In VIDasher, you generate one word at a time. The switch actions required to make a particular word are always the same, so it's possible for you to gradually memorise the VIDasher codebook.

You use short presses to navigate down the tree of words. The two short button presses indicate `earlier' and `later' respectively. (In the linux prototype, `earlier' and `later' are produced by the keys "0" and "-".) The guess is presented to you either visually or by audio (text-to-speech) or both.

A long press of the `later' button indicates `that's right!' (In the linux prototype, `that's right' is produced by "=".) Once you have said `that's right', you immediately start navigating the next word.

If you are part-way through navigating into a word, a long press of the `earlier' button undoes the latest `earlier' or `later' press. (In the linux prototype, `undo' is produced by typing "9".) You can reverse all the way back through the tree to the beginning, but you cannot undo a `that's right'.

The above system allows you to write a string of words and to correct errors in the current word.

If you want to be reminded what you've written and where you are, press any other key to get a status message. [If there is demand for this feature, I'll figure out how to obtain the status message using only the main four actions; we could use the sequence 909 or 9-9, for example, to enable the status message for two steps.]

Personalization

VIDasher reads in a dictionary of words with frequencies (represented by numbers bigger than 1). You can define this dictionary in whatever way you want. We recommend that the dictionary should be alphabetically sorted (so you can navigate round it) and that your important and favourite words should be given big frequency. To help you make an appropriate dictionary, a program, personalize.p, is supplied which finds the frequency of words in any text file. To make your favourite words more probable than dictionary words, whose counts (in my dictionary) go up to 8000, I recommend scaling up your personal word counts by a factor of 1000. [This is the default factor in personalize.p.]
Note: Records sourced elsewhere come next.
PR #1556, opened 2018-02-02
Relax another catch in DefaultPatternMatchCB::eval_term

ngeiswei:


opencog/query/DefaultPatternMatchCB.cc
```diff
@@ -655,7 +655,7 @@ bool DefaultPatternMatchCB::eval_term(const Handle& virt,
 		{
 			tvp = EvaluationLink::do_eval_scratch(_as, gvirt, _temp_aspace, true);
 		}
-		catch (const NotEvaluatableException& ex)
+		catch (...)
```
linas: well, but this isn't right.  Some exceptions are "normal" and are encountered during ordinary processing. These can be caught and silenced. Other exceptions are due to user error, these should not be silenced, but should be broadcast back up to the user.   I've been trying to keep these two very different kinds of exceptions clearly distinct from one-another.  Without this distinction, debugging gets even harder than it is.

Issue #2644, opened 2020-05-26
OrLink only produces correct query results if defined with a single Link in its outgoing set


einalex:
As the title says, `OrLink` produces an empty `SetLink` if defined over more than one condition.

Output:
```
hungry people (OrLink (PresentLink ...))
expected: (SetLink (ConceptNode "me"))
(SetLink (ConceptNode "me"))

hungry or thirsty people (OrLink (PresentLink ...) (PresentLink ...))
expected: (SetLink (ConceptNode "me") (ConceptNode "you"))
(SetLink)
```

Test code:
```
#!/usr/bin/env python

from opencog.type_constructors import *
from opencog.bindlink import execute_atom, evaluate_atom
from opencog.utilities import initialize_opencog
from opencog.atomspace import AtomSpace, types

if __name__ == "__main__":
    atomspace = AtomSpace()
    initialize_opencog(atomspace)
    me = ConceptNode("me")
    you = ConceptNode("you")
    hungry = ConceptNode("hungry")
    thirsty = ConceptNode("thirsty")

    StateLink(me, hungry)
    StateLink(you, thirsty)

    query1 = GetLink(
                TypedVariableLink(VariableNode("someone"), TypeNode("ConceptNode")),
                OrLink(PresentLink(StateLink(VariableNode("someone"), hungry))))

    who_is_hungry1 = execute_atom(atomspace, query1)
    print("\nhungry people (OrLink (PresentLink ...))")
    print('expected: (SetLink (ConceptNode "me"))')
    print(who_is_hungry1)

    query2 = GetLink(
                TypedVariableLink(VariableNode("someone"), TypeNode("ConceptNode")),
                OrLink(PresentLink(StateLink(VariableNode("someone"), hungry)),
                            PresentLink(StateLink(VariableNode("someone"), thirsty))))

    who_is_hungry2 = execute_atom(atomspace, query2)
    print("\nhungry or thirsty people (OrLink (PresentLink ...) (PresentLink ...))")
    print('expected: (SetLink (ConceptNode "me") (ConceptNode "you"))')
    print(who_is_hungry2)

```

linas:
Can you use `ChoiceLink` instead? 

The long-term solution for this is to automatically convert (under the covers, inside the engine) or-link+present-link combinations into choice-links but I'm feeling lazy right now. Mostly because one then has to convert `not or present` into `and absent` which rapidly snowballs into conjunctive-normal-form pathologies, and I've been trying to avoid that ...

[...]

PR #2664, opened 2020-06-01
Choice link with compound terms

linas:
Allow ChoiceLinks where each choice alternative is a compound term
i.e. has multiple terms wrapped in a PresentLink.  This (partly) fixes issue #2644


linas:
This is a commit of work-in-progress. Issue #2644 is NOT fixed in this commit.

PR #2665, opened 2020-06-02
Export test-equal

ngeiswei:
Otherwise the tests cannot be run in standalone.


ngeiswei:
Please someone double check this. If I don't export `test-equal` then I cannot run some scheme unit tests in standalone.

linas:
I didn't double-check, but it seems reasonable.

PR #2667, opened 2020-06-02
Add VoidValue to return when no return vaulue is expected

vsbogd:
Implementation of #2627


linas:
thanks!

linas:
You forgot to provide VoidValueUTest!

PR #2669, opened 2020-06-03
Add VoidValue unit test

vsbogd:
Unit test from #2667


linas:
can you re-enable it in the CMakefile?

PR #2679, opened 2020-06-07
Move Grounded nodes to own directory

linas:
This does several things:

1) it untangles a nasty dependency loop with python and everything else
2) it simplifies ideas like GroundedObjectNode that singularity.net wants to have.


linas:
@noskill  and @vsbogd FYI

linas:
Unit tests will not pass until opencog/ure#91 is merged.

PR #2680, opened 2020-06-08
Grounded Python and Scheme Nodes

linas:
Split out the if-then-else in the GroundedPredicate/GroundedSchema  
into distinct python and scheme classes. This allows language-specific
optimizations to be performed for each different language, thus potentially
improving perforrmance, on a per-language level.


linas:
FYI @noskill and @vsbogd I believe that this makes GroundedObjectNode ***even simpler**, easier to deal with.  It should now be straightforward to stick customer per-language optimizations and special callouts and whatever else is needed into the corresponding "Runner" files. You can jam precompiled Python code in there, pointers to special python objects, whatever. All wrapped up in one easy-to-manage location.

PR #2684, opened 2020-06-09
Fix cog-get-atoms

ngeiswei:
That function did not follow its specification, as stated in its comment. That is the given type was not considered when its subtypes where to be considered.


ngeiswei:
I [pln and miner] am the only user of this function when `subtype` is `#t`, thus this change should have no impact on anybody but me, as of now. So I'm merging.

PR #2686, opened 2020-06-13
Debug printing cleanup

linas:
Mostly provides improved PatternTerm printing.


linas:
Merging. Since circle-ci has locked me out, I'm no longer able to determine the root cause. I assume its an intermittent failure; everything passes here...

linas:
This is staging for #2687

In the prototype of VIDasher, the dictionary is made by merging and sorting a selection from the following files:

mydict
- every word in the linux spellchecker (84,000 words) has been included (stripped of punctuation characters such as apostrophes) with a frequency that's biggest for short words and smallest for long words. For example, four-letter words have a frequency of 1024, and words like editorializing get a frequency of 1. The spellchecker includes rude words. You might want to filter these out.
polite
- the same as mydict, but with some rude words removed.
emmadict
- 7,000 words from Jane Austen
alphabet
- the 26 characters of the alphabet (1000000 each)
radiospell
- the words alpha, bravo, charlie, ... (1000 each)
generaldict
- counts produced from the dasher training text. (every word gets 1000 for each occurence in that file) (8600 words)
words
- some more words that I wanted to throw in or tweak (123 words)
yesno
- the words yes and no -- but see below for another way of handling these special words.
phrases
-- 122 words used in my favourite phrases.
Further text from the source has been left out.